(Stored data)
= = = = = = =
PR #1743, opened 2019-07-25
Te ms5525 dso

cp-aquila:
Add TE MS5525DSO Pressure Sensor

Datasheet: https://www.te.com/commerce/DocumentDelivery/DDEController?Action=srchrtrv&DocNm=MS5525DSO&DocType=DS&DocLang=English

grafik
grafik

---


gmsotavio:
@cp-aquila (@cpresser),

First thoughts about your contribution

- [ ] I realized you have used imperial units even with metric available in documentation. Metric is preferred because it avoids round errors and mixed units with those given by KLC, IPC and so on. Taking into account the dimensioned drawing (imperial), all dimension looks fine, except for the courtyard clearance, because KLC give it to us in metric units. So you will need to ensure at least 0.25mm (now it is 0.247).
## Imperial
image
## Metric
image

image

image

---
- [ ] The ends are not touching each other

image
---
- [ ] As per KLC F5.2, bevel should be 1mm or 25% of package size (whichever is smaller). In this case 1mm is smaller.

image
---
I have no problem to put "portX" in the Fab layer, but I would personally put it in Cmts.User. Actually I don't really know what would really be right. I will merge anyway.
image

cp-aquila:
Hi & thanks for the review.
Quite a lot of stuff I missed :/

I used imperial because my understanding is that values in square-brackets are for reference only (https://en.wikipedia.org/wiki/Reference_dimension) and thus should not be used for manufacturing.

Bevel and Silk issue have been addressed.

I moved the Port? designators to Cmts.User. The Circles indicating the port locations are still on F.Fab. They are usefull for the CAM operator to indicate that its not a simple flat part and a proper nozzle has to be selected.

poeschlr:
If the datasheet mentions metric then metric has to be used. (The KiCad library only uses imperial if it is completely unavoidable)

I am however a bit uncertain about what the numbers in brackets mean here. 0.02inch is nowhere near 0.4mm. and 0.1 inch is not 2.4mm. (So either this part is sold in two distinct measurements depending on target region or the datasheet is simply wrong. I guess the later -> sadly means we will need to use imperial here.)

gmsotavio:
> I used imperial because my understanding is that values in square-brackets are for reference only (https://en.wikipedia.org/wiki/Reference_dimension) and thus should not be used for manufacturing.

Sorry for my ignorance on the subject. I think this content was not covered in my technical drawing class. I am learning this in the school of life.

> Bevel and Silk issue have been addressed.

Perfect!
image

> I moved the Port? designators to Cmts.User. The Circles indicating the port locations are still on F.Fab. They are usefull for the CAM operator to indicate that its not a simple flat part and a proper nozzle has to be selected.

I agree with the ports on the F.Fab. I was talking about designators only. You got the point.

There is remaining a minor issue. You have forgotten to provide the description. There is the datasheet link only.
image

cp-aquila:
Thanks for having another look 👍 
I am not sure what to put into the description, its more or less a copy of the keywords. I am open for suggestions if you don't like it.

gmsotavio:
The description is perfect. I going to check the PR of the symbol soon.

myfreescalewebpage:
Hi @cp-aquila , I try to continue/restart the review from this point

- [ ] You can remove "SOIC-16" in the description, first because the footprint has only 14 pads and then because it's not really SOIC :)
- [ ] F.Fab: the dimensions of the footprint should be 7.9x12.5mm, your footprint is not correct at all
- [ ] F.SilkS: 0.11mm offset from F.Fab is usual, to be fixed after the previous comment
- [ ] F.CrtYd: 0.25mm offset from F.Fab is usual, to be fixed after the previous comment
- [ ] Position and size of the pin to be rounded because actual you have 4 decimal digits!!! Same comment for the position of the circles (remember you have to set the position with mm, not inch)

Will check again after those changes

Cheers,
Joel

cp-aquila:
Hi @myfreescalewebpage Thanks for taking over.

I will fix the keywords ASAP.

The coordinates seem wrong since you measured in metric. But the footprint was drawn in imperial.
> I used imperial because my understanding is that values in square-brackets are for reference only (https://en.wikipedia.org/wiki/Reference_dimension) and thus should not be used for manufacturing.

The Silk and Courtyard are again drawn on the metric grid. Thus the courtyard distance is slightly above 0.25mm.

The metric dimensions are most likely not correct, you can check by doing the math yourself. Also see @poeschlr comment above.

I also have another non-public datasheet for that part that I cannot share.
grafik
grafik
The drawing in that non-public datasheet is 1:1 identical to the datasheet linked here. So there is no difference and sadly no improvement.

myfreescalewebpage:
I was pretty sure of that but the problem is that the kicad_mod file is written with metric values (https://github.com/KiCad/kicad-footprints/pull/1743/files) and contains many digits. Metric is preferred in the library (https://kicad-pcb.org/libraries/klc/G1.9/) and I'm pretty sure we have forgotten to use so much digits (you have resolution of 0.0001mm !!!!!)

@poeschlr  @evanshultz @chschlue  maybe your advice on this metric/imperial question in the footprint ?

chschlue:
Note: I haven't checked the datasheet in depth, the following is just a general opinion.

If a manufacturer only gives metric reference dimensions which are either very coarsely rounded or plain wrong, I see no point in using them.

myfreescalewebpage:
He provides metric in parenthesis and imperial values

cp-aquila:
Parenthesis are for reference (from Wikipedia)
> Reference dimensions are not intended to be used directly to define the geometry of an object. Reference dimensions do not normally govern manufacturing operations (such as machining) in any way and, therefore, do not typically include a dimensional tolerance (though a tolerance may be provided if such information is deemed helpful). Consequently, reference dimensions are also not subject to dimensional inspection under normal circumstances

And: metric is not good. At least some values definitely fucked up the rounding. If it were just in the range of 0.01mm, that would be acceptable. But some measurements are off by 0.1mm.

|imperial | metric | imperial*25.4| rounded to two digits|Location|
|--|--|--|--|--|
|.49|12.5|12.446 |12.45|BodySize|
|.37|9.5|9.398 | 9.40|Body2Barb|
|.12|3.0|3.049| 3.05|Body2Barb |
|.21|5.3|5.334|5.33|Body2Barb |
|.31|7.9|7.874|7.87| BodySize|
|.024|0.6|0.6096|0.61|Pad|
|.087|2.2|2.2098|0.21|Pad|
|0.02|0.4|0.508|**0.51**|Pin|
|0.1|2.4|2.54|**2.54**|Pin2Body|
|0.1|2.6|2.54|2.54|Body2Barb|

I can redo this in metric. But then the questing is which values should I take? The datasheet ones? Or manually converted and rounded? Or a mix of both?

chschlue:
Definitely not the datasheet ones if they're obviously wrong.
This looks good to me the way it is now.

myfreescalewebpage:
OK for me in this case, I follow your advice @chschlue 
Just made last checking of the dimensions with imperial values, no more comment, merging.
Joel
= = = = = = =
* [DIRECTIONS]:
Whichever lines of the data include the word "from", pull them out.

* [ANSWER SPACE]:
Hi @cp-aquila , I try to continue/restart the review from this point
- [ ] F.SilkS: 0.11mm offset from F.Fab is usual, to be fixed after the previous comment
- [ ] F.CrtYd: 0.25mm offset from F.Fab is usual, to be fixed after the previous comment
Parenthesis are for reference (from Wikipedia)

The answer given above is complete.